How the dollar performs ahead will probably depend on how markets react to the U.S. 10-year Treasury yield potentially breaking above 3 percent, Kit Juckes, global head of foreign-exchange strategy at Societe Generale, said in a note on Monday.
“A clean break, unaccompanied by a pick-up in volatility and sell-off in risk assets, would force dollar shorts to capitulate and at the very least, severely test EUR/USD 1.2150,” he said. “But if the market can’t hold above 3 percent, if the talk rapidly becomes one of concern about debt levels and if the Fed leans back against a bearish market, then any short-term dollar bounce is just that, and a chance to sell.”
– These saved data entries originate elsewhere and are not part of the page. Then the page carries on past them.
PR #1281, opened 2019-03-01
CSS grid on story page.

weerd:
### What does this PR do?

This PR updates the `StoryPage` and `SectionBlock` with a bunch of frontend structure and styling using CSS Grid to get it closer to the provided mocks. It also makes sure to use the specified background and text colors that an editor provides for a `SectionBlock` on the CMS within the output on the rendered page. To ensure that the specified color overrides the stylesheet color I ended up needing to add inline styles to the header tag, and utilizing Contentful's RichText parser package helper to insert the inline `style` attribute; turned out working pretty well! 🎉 

 - [Small](https://user-images.githubusercontent.com/105849/53666906-6fed3900-3c3d-11e9-8ef9-7105abadbd01.png)
 - [Medium](https://user-images.githubusercontent.com/105849/53666942-88f5ea00-3c3d-11e9-85bc-3be1272dc74c.png)
 - [Large](https://user-images.githubusercontent.com/105849/53666986-a62ab880-3c3d-11e9-9290-d2f2ce1f907e.png)

Refs [Pivotal ID #164092381](https://www.pivotaltracker.com/story/show/164092381)

### Checklist

### DIFF
--- a/resources/assets/components/pages/StoryPage/story-page.scss
+++ b/resources/assets/components/pages/StoryPage/story-page.scss
@@ -4,6 +4,18 @@
   .lede-banner {
     min-height: 500px;
 
+    > .wrapper {
+      grid-column: 1 / -1;
+
+      @include media($medium) {
+        grid-column: 2 / -2;
+      }
+
+      @include media($large) {
+        grid-column: 3 / -3;
+      }
+    }
+
     @include media($medium) {
       min-height: 610px;
     }
--- a/resources/assets/components/pages/StoryPage/story-page.scss
+++ b/resources/assets/components/pages/StoryPage/story-page.scss
@@ -2,10 +2,12 @@
 
 .story-page {
   .lede-banner {
+    align-items: center;
     min-height: 500px;
 
     > .wrapper {
       grid-column: 1 / -1;
+      padding: 0 $half-spacing;
 
       @include media($medium) {
         grid-column: 2 / -2;
@@ -25,6 +27,17 @@
       font-family: $secondary-font-family;
       font-size: 97px;
       font-weight: normal;
+      line-height: 1;
+      margin: $half-spacing 0;
+
+      @include media($medium) {
+        font-size: 123px;
+      }
+    }
+
+    .lede-banner__headline-subtitle {
+      font-size: 30px;
+      margin: $half-spacing 0;
     }
   }
 }
--- a/resources/assets/components/utilities/TextContent/RichTextDocument.js
+++ b/resources/assets/components/utilities/TextContent/RichTextDocument.js
@@ -10,21 +10,24 @@ import { parseRichTextDocument } from '../../../helpers/text';
  *
  * @param  {String} options.className
  * @param  {Object} options.children
+ * @param  {Object} options.styles
  * @return {Object}
  */
-const RichTextDocument = ({ className = null, children }) => (
+const RichTextDocument = ({ className = null, children, styles }) => (
   <div className={classnames('markdown rich-text', 'with-lists', className)}>
-    {parseRichTextDocument(children)}
+    {parseRichTextDocument(children, styles)}
   </div>
 );
 
 RichTextDocument.propTypes = {
   children: PropTypes.oneOfType([PropTypes.object]).isRequired,
   className: PropTypes.string,
+  styles: PropTypes.object, // eslint-disable-line react/forbid-prop-types
 };
 
 RichTextDocument.defaultProps = {
   className: null,
+  styles: {},
 };
 
 export default RichTextDocument;
--- a/resources/assets/components/utilities/TextContent/RichTextDocument.js
+++ b/resources/assets/components/utilities/TextContent/RichTextDocument.js
@@ -14,7 +14,7 @@ import { parseRichTextDocument } from '../../../helpers/text';
  * @return {Object}
  */
 const RichTextDocument = ({ className = null, children, styles }) => (
-  <div className={classnames('markdown rich-text', 'with-lists', className)}>
+  <div className={classnames('markdown rich-text', className)}>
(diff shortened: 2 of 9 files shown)


resources/assets/helpers/text.js
```diff
@@ -63,14 +64,41 @@ function getMarkdownItInstance() {
  * Parse RichText Document to React components.
  *
  * @param  {Object} document
+ * @param  {Object} styles
  * @return {String}
  */
-export function parseRichTextDocument(document) {
+export function parseRichTextDocument(document, styles) {
+  const textColor = pick(styles, 'color');
```
weerd: Only picking out the `color` info for now, but I could see eventually expanding this. But we should be careful to not make it too complex!

resources/assets/components/utilities/TextContent/RichTextDocument.js
```diff
@@ -10,21 +10,24 @@ import { parseRichTextDocument } from '../../../helpers/text';
...
  * @param  {String} options.className
  * @param  {Object} options.children
+ * @param  {Object} options.styles
  * @return {Object}
  */
-const RichTextDocument = ({ className = null, children }) => (
-  <div className={classnames('markdown rich-text', 'with-lists', className)}>
-    {parseRichTextDocument(children)}
+const RichTextDocument = ({ className = null, children, styles }) => (
+  <div className={classnames('markdown rich-text', className)}>
```
weerd: I needed to remove `with-lists` because it was awkwardly affecting components that use `<ul>`s to build out their structure... Since these components are getting rendered inside of a RichText field, the `.with-lists ul` style rules were mucking it up!

weerd: On another note, I had made a `rich-text` class that I was thinking could be like the `markdown` but only apply to RichText markup.

However, I also had left `markdown` in there and it for the most part is styling most of the markup in the RichText field. I feel we could potentially combine the two and just call it `text-content` and the styles it addresses for markup applies to both Markdown content and RichText content. Thoughts? Would be a bit of reworking for a later date.

Alternatively, we could have `text-content` apply generally to both and keep `markdown` and `rich-text` for any specific styling that needs to target just those. Also might not matter as we make a move to utility classes... (🤔 out loud)

resources/assets/components/pages/StoryPage/story-page.scss
```diff
@@ -2,8 +2,22 @@
 
 .story-page {
   .lede-banner {
+    align-items: center;
```
weerd: This works great! Except in Luke's mock he has the social share buttons show up, and they align differently depending on device size. So this might be something I need use Flexbox for in the lede-banner wrapper.

resources/assets/components/utilities/TextContent/RichTextDocument.js
mendelB: this is a sweet thought progression. I def agree through the final sentiment. Though I'm curious as to whether or why we'll need disparity between regular `markdown` and `rich-text`?

weerd: Yeah, not really sure if we will. Would prefer to just change both to a single class and then just see how well that works out at first.

mendelB:
Ayy @weerd two quick Qs that I didn't insert properly in the review:
1. What's the deal with those `package.lock` changes? Just innocent resolving updates? (lol I see the shrug emoji in the commit message) I'm just always confused about these diffs.
2. I definitely get that the `style` props being passed along through to the `
parseRichTextDocument` is necessary -as you aptly described- "To ensure that the specified color overrides the stylesheet color", that being said though, are we at all concerned with them being like deeply nested props? Or is this just the most elegant way to go about this? (this might be a perfectly superfluous point, but it just stood out to me)

weerd:
> 1. What's the deal with those `package.lock` changes? Just innocent resolving updates? (lol I see the shrug emoji in the commit message) I'm just always confused about these diffs.

Yeah, not sure what was up. I switched to my iMac while working at home, did an `npm install` and it should have referenced the lock file, but there were edits to some of the package's `resolved` properties 🤷‍♂️

weerd:
> 2\. I definitely get that the `style` props being passed along through to the ` parseRichTextDocument` is necessary -as you aptly described- "To ensure that the specified color overrides the stylesheet color", that being said though, are we at all concerned with them being like deeply nested props? Or is this just the most elegant way to go about this? (this might be a perfectly superfluous point, but it just stood out to me)

Potentially. There could definitely be room for refactoring this. It was just the best option I found at the time since we're using the parent `TextContent` component to decide which type to render and then from there the respective component called needs to do their own rendering via calling the helper methods.

resources/assets/components/utilities/TextContent/RichTextDocument.js
DFurnes: Ahhh, yeah that's no good! Is this something we could fix by attaching a `.list` class to the `BLOCKS.UL_LIST` and `BLOCKS.OL_LIST` elements?

DFurnes:
> Yeah, not sure what was up. I switched to my iMac while working at home, did an npm install and it should have referenced the lock file, but there were edits to some of the package's resolved properties 🤷‍♂️

Yeah, these are frustrating to get. I think it's from mis-matched `npm` versions?

resources/assets/components/utilities/TextContent/RichTextDocument.js
DFurnes: Oh I see you did that! 🎉

weerd:
> Yeah, these are frustrating to get. I think it's from mis-matched npm versions?

Yeah, I partly suspected that since there's likely a mismatch from my laptop to my iMac 😬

But he added that 3 percent “isn’t a magic number,” and the level itself might not be significant.
“What does matter is if there’s a reason for the market to change its assumption that the Fed is on a gradual path to a low funds rate while the administration is well down a dangerous path to late-cycle fiscal accommodation,” he said.
The 10-year U.S. Treasury yield was at 2.98 percent at 10:11 P.M. SGT on Monday; the dollar index, which measures the greenback against a basket of currencies, was at 90.8380, up from around 90.32 on Friday. The euro was fetching S$1.2221 at 10:15 P.M. SGT Monday.